= Exercise prompt =
A single number is the answer: the count of lines in the records that hold the word "limit".

(Beginning of Dataset excerpts)

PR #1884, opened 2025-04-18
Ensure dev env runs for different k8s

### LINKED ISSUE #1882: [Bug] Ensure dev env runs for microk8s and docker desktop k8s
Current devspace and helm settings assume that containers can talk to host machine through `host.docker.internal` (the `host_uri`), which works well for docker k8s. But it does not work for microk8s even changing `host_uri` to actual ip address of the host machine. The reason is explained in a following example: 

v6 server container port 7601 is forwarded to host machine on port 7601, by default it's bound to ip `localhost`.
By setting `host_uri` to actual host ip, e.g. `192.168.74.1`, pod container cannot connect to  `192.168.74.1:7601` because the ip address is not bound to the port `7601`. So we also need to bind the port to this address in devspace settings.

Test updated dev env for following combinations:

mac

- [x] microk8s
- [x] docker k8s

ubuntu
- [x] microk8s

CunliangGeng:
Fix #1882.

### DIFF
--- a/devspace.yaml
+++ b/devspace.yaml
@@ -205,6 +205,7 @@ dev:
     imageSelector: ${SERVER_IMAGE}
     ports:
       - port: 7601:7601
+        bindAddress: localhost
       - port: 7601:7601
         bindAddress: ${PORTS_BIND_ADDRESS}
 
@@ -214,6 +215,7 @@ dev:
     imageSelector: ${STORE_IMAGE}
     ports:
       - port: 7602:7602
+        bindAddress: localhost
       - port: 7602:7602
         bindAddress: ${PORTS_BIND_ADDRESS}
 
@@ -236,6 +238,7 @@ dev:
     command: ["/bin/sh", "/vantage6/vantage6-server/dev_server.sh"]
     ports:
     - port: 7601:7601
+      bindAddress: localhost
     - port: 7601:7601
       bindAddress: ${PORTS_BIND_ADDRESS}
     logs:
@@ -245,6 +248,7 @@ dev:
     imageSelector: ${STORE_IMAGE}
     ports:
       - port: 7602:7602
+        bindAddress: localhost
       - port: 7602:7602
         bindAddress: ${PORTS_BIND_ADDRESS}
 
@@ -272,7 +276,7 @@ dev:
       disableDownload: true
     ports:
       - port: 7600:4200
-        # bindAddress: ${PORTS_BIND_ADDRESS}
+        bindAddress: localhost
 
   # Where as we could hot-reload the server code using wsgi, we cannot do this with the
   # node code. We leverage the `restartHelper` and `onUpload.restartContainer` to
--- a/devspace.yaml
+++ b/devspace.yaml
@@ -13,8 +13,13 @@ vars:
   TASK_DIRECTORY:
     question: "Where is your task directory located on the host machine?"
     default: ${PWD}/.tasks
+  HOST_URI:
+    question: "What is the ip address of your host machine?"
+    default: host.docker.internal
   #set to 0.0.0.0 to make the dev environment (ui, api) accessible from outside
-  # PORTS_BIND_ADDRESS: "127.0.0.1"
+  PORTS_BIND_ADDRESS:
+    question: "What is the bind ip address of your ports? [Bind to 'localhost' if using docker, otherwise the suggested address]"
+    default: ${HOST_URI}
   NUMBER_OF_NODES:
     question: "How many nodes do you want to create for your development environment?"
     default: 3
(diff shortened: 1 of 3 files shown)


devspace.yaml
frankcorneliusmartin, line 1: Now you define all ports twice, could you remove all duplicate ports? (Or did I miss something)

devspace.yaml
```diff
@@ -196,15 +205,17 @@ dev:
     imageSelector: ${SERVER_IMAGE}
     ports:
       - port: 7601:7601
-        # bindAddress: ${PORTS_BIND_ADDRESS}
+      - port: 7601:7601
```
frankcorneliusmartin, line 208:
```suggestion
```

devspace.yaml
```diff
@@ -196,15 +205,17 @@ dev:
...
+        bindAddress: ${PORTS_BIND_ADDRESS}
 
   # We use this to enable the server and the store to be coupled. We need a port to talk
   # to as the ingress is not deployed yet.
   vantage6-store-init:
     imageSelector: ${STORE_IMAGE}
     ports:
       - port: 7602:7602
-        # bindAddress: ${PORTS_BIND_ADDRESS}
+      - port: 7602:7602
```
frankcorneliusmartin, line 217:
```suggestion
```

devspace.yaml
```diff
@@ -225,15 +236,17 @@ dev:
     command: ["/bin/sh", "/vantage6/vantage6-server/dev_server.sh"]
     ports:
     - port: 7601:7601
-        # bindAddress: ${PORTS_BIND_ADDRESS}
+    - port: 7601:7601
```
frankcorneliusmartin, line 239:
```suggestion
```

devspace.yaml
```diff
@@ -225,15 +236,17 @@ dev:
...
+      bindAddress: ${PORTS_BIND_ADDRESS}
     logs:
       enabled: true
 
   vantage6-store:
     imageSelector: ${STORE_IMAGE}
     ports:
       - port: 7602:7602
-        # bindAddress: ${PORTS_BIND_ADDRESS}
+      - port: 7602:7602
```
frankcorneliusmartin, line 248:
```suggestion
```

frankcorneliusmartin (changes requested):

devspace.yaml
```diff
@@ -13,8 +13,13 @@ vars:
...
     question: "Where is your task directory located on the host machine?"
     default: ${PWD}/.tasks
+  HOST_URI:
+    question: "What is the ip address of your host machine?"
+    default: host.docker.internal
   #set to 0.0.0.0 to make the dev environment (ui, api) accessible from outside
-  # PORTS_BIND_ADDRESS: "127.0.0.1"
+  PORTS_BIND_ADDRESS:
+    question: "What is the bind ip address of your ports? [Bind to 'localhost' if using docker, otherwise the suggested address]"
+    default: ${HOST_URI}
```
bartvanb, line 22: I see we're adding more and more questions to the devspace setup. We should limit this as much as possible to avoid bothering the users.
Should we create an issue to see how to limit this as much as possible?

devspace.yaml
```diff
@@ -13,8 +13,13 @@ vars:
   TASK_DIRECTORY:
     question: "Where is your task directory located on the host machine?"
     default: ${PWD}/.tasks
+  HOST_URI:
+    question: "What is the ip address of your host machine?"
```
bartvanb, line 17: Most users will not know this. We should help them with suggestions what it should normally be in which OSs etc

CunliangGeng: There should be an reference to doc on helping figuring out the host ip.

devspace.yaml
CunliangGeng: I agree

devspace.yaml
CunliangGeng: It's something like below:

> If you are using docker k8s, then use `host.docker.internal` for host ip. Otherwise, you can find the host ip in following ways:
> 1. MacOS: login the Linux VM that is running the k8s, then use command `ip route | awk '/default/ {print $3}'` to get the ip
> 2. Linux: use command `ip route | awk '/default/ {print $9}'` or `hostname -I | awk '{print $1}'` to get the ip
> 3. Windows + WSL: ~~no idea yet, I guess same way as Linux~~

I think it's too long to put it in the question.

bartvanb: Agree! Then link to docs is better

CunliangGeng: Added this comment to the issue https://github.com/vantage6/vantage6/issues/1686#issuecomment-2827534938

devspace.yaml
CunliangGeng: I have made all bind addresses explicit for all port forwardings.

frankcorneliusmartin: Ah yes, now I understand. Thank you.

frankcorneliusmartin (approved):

(End of Dataset excerpts)

= Solution for this task =
2